I think it's getting through to the right department, and sometimes getting departments to talk to each other. And they keep having reshuffles to save money (apparently)!


----------



## BigAl68 (2 Mar 2015)

summerdays said:


> I think it's getting through to the right department, and sometimes getting departments to talk to each other. And they keep having reshuffles to save money (apparently)!



Do you work in politics? If not you should do


----------



## summerdays (2 Mar 2015)

BigAl68 said:


> Do you work in politics? If not you should do


I hate politics and all the manoeuvring that goes with it rather than being honest!


----------



## captain nemo1701 (2 Mar 2015)

The Railway Path is being resurfaced from Bitton?. Hmmm.,..interesting, never heard of that. Still, it's probably 30 years since the last time it was done!. Some small bits down from Fishponds got done a few years ago and are already showing tree root heave damage


----------



## captain nemo1701 (4 Mar 2015)

Local newspaper reports today that this stretch of the path will be closed for another two months. So that'll be near the end of April?.


----------



## summerdays (4 Mar 2015)

Humph!
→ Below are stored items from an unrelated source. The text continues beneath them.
PR #297, opened 2022-09-09
Draw float-away money amounts on construction

Noordfrees:
https://user-images.githubusercontent.com/48293446/189337969-4e718f4c-8129-498c-9c9a-313bd2d4f7f8.mp4

### DIFF
--- a/src/viewport.cpp
+++ b/src/viewport.cpp
@@ -861,6 +861,17 @@ void PixelFinder::CollectVoxel(const Voxel *voxel, const XYZPoint16 &voxel_pos, 
 }
 
 /**
+ * Constructor with default speed and fade settings.
+ * @param text Text to show.
+ * @param pos Pixel position in the world.
+ * @param col RGB colour of the text.
+ */
+FloatawayText::FloatawayText(std::string text, XYZPoint32 pos, uint32 col)
+: FloatawayText(text, pos, XYZPoint32(3, -6, 0), col | 0xff, 3)
+{
+}
+
+/**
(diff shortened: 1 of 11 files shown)


src/viewport.cpp
```diff
@@ -917,6 +928,19 @@ void Viewport::ToggleUndergroundMode()
...
+ * @param money Amount of money paid.
+ * @param voxel Voxel coordinate where to draw the text.
+ */
+void Viewport::AddFloatawayMoneyAmount(const Money &money, const XYZPoint16 &voxel)
+{
+	_str_params.SetMoney(1, -money);
+	this->floataway_texts.emplace_back(DrawText(STR_ARG1),
+			XYZPoint32(voxel.x * 256 + 128, voxel.y * 256 + 128, voxel.z * 256 + 128),
+			money < 0 ? 0x00ff0000 : money > 0 ? 0xff000000 : 0x00000000);
+}
```
Alberth289346, line 943: Skip if you neither pay nor get any money?

Alberth289346:
Money should flow up instead of sideways?

LGTM, please merge after considering my remarks

Noordfrees:
I like sideways better: OpenTTD lets costs float straight up, which has the side-effect that the text is obscured by the cursor if the mouse is being moved upwards during the action. A slightly diagonal sideways motion is less likely to cause that problem. Also, it's how RCT1 did it:

https://user-images.githubusercontent.com/48293446/189376286-d0568ad5-a9be-4cc0-a80b-3a946792051d.mp4

PR #298, opened 2022-09-10
Ride Construction & Removal Enhancements

Noordfrees:
- All rides now cost money to build.
- Pricing of elevated platforms now depends on height.
- Removing a ride returns some money. Rides lose value slowly.
- More useful construction GUI for all rides and especially coasters.

image image image


Alberth289346:
Hmm, we need a free build mode :)

Looks good to me, not sure if this can be merged without the other patch, so feel free to decide the order.

Noordfrees:
> Hmm, we need a free build mode :)

We already have it: Menu → Editor
It removes all artificial restrictions such as checking for land ownership and enough money. However in the not-so-distant future I intend to split this off into a separate game mode started from the main menu via a "Scenario Editor" button, instead of being able to toggle it in-game.

A mode with unlimited money like some scenarios in RTC1+LL, and a true sandbox mode like in RCT3, is also on my wishlist but with less priority.

PR #299, opened 2022-09-10
Make certain buttons repeating and text input widgets clickable

Noordfrees:


src/video.cpp
```diff
@@ -260,13 +260,14 @@ void TextRenderer::Draw(const std::string &text, float x, float y, float max_wid
 /**
  * Estimate the bounding rectangle of a string.
  * @param text Text to estimate.
+ * @param padding Include text padding in the result.
  * @param scale Scaling factor for the text size.
  */
-PointF TextRenderer::EstimateBounds(const std::string &text, float scale) const
+PointF TextRenderer::EstimateBounds(const std::string &text, bool padding, float scale) const
```
Alberth289346:
```suggestion
PointF TextRenderer::EstimateBounds(const std::string &text, bool add_padding, float scale) const
```
or `include_padding` but that's a bit long.

ie rather than saying "space" say "add-space", making it more clear what the flag is doing from, its name.

src/video.cpp
```diff
@@ -489,19 +494,16 @@ void VideoSystem::ScrollCallback([[maybe_unused]] GLFWwindow *window, [[maybe_un
 void VideoSystem::MouseClickCallback([[maybe_unused]] GLFWwindow *window, int button, int action, [[maybe_unused]] int mods) {
 	assert(window == _video.window);
 
+	MouseButtons mouse;
```
Alberth289346: Name is far from optimal, a `mouse` is not just a button. It also has a position and sometimes 4 legs. That said, the alternative `button` is already used in the header so that is not an option either. (It's also a bit too general I think, but probably not enough to fix now.)

Likely a name that is close enough is and not used already is `mouse_button`. How does that sound to you?

src/video.cpp
```diff
@@ -945,11 +947,12 @@ void VideoSystem::GetNumberRangeSize(int64 smallest, int64 biggest, int *width,
  * @param text Text to calculate.
  * @param width [out] Resulting width.
  * @param height [out] Resulting height.
+ * @param padding Include text padding in the result.
```
Alberth289346: More padding

src/viewport.cpp
```diff
@@ -1303,8 +1303,9 @@ void Viewport::OnMouseMoveEvent(const Point16 &pos)
 	}
 }
 
-WmMouseEvent Viewport::OnMouseButtonEvent(MouseButtons state)
+WmMouseEvent Viewport::OnMouseButtonEvent(MouseButtons state, WmMouseEventMode mode)
 {
+	if (mode != WMEM_PRESS) return WMME_NONE;  // Repeated buttons should be ignored for all actions below.
```
Alberth289346: Not sure "repeated buttons" is accurate. That is only the case if you don't press a second mouse button while holding the first mouse button.

Perhaps "Avoid processing multiple events for the same click?" (ie you get more events rather than more buttons).

There is also a connection to drag-detection, but that may be more confusing than clarifying.

src/widget.cpp
```diff
@@ -694,10 +706,44 @@ void TextInputWidget::SetText(const std::string &text)
...
+bool TextInputWidget::OnClick([[maybe_unused]] const Point32 &base, const Point16 &pos)
+{
+	this->has_focus = true;
+
+	/* Find clicked cursor pos. \todo We might be able to use a more efficient logarithmic search. */
+	int w;
+	int text_len = this->buffer.size();
+	int best_x = INT_MAX;
+	for (int p = text_len; p >= 0; --p) {
+		_video.GetTextSize(this->buffer.substr(0, p), &w, nullptr, false);
```
Alberth289346: Depending on what magic the font renderer does, this might give wrong intermediate positions due to kerning.

Likely this doesn't affect us currently, as we paint each character separately? If so, another path for your 'todo' is to add character widths incrementally then. For current processors, that may even be the quickest way as they favor sequential access rather than jumping around (and then do sequential access for summing the widths) when you do bisection or so.

src/widget.cpp
```diff
@@ -694,10 +706,44 @@ void TextInputWidget::SetText(const std::string &text)
...
+	return true;
+}
+
 bool TextInputWidget::OnKeyEvent(WmKeyCode key_code, WmKeyMod mod, const std::string &symbol)
 {
-	if (!this->visible) return false;
+	if (!this->visible || !this->has_focus) return false;
 	switch (key_code) {
+		case WMKC_CANCEL:
+			this->has_focus = false;
```
Alberth289346, line 748: I wonder if you should to that for ENTER as well. For windows that disappear after finishing it makes no difference, but if the window is not closed, any further key press will change the last confirmed text-box now?

src/widget.h
```diff
@@ -104,6 +105,7 @@ class BaseWidget {
 	uint16 fill_y;             ///< Vertical fill step.
 	uint16 resize_x;           ///< Horizontal resize step.
 	uint16 resize_y;           ///< Vertical resize step.
+	bool repeating_events;     ///< Receive repeating events.
```
Alberth289346: Name doesn't mean much to me. Explanation doesn't clarify it either.

What is a "repeating event"? Getting the same event multiple times? To me, a press event and a release event are not the same, if that is what you mean. They are significantly different, eg in drag detection.

src/widget.h
```diff
@@ -242,6 +246,7 @@ class TextInputWidget : public LeafWidget {
 	size_t cursor_pos;                ///< Position of the cursor in the text.
 	int value_width;                  ///< Width of the image or the string.
 	int value_height;                 ///< Height of the image or the string.
+	bool has_focus;                   ///< The widget currently owns the keyboard focus.
```
Alberth289346: You're writing explanations that don't explain anything, basically `bool X; // (do/get) X;`

The explanation should explain X without using X, as people reading the comments wouldn't know what X means (or they wouldn't read the comments).

src/window.cpp
```diff
@@ -775,15 +774,16 @@ void WindowManager::AddToStack(Window *w)
 /**
  * Remove a window from the list.
  * @param w Window to remove.
+ * @param about_to_be_deleted The window will be deleted soon after.
  */
-void WindowManager::RemoveFromStack(Window *w)
+void WindowManager::RemoveFromStack(Window *w, bool about_to_be_deleted)
```
Alberth289346: Not sure about the flag here. The name seems to imply the window is deleted somewhat, doesn't it?

Wrong use could lead to crashes due to the `current_window` pointing to a deleted window.

Perhaps there should be several functions here, one for each use?
Then you can move this flag inside the window manager code without exposing it publically. Alternatively, this function could crash if you try to remove a current window (making it the responsibility of the caller to handle it)

src/window_constants.h
```diff
@@ -87,6 +87,16 @@ enum WmMouseEvent {
 	WMME_MOVE_WINDOW,  ///< Initiate a window move.
 };
 
+/**
+ * Mouse event modes of the window manager.
+ * @ingroup window_group
+ */
+enum WmMouseEventMode {
+	WMEM_PRESS,    ///< Mouse button was pressed.
+	WMEM_REPEAT,   ///< Mouse button was held down.
```
Alberth289346: Minor suggestion:

```suggestion
	WMEM_REPEAT,   ///< Mouse button is held down.
```
?

(It's an internal event based on current state, rather than an external event received from the event queue.)

src/viewport.cpp
Alberth289346: I ran into the explaining comment at the end of the review, so my comments may not be entirely optimal :p  

Still not convinced about "repeated button" though, perhaps "auto-repeat"?  That expresses more that it happens all by itself (for me at least). Keyboard also has auto-repeat iirc.

src/viewport.cpp
```diff
@@ -1305,7 +1305,7 @@ void Viewport::OnMouseMoveEvent(const Point16 &pos)
 
 WmMouseEvent Viewport::OnMouseButtonEvent(MouseButtons state, WmMouseEventMode mode)
 {
-	if (mode != WMEM_PRESS) return WMME_NONE;  // Repeated buttons should be ignored for all actions below.
+	if (mode != WMEM_PRESS) return WMME_NONE;  // Avoid processing multiple events for the same click for all actions below.
```
Alberth289346: This was my idea due to not knowing what a repeated button was, you may want to rephrase it?

src/window.cpp
```diff
@@ -771,19 +771,27 @@ void WindowManager::AddToStack(Window *w)
 	stack->lower = w;
 }
 
+/**
+ * Called by a window prior to its deletion.
+ * @param w Window being deleted.
+ */
+void WindowManager::PreRemove(Window *w)
+{
+	if (this->current_window) this->current_window = nullptr;
```
Alberth289346: Shouldn't it compare with `w`?
That was what the previous version did I think.

I am also pondering on the name `PreDelete` is perhaps better, or `Unmanage` :p  
I can live with `PreRemove` too though, any of those names seems fine.

Alberth289346:
The comparison may need fixing, and perhaps a change of the function name if you like a different one better.

Otherwise LGTM, feel free to merge after considering the above.

PR #301, opened 2022-09-14
Clear more clang-tidy hits and protect against regressions

Noordfrees:


src/dates.cpp
```diff
@@ -52,9 +52,8 @@ Date::Date() : day(1), month(1), year(1), frac(0)
  * Copy constructor.
  * @param d Existing date.
  */
-Date::Date(const Date &d) : day(d.day), month(d.month), year(d.year), frac(d.frac)
-{
-}
+Date::Date(const Date &d)
+= default;
```
LordAro, line 56: I'd just leave these in the header, tbh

Just how bad could their planning be!



> "We have considered all the available options, including partially opening the site during peak commuter hours however because this is a construction site with heavy plant machinery in place, frequent deliveries and building work taking place it would not be safe to have the site open to cyclists and walkers at the same time.
> 
> "As the site is exposed to the elements, there is also a daily build-up of mud and dust which would not be pleasant to cycle or walk through.
> 
> "Having weighed up all the options, we will continue to keep the construction site closed, for safety reasons, until the work is completed."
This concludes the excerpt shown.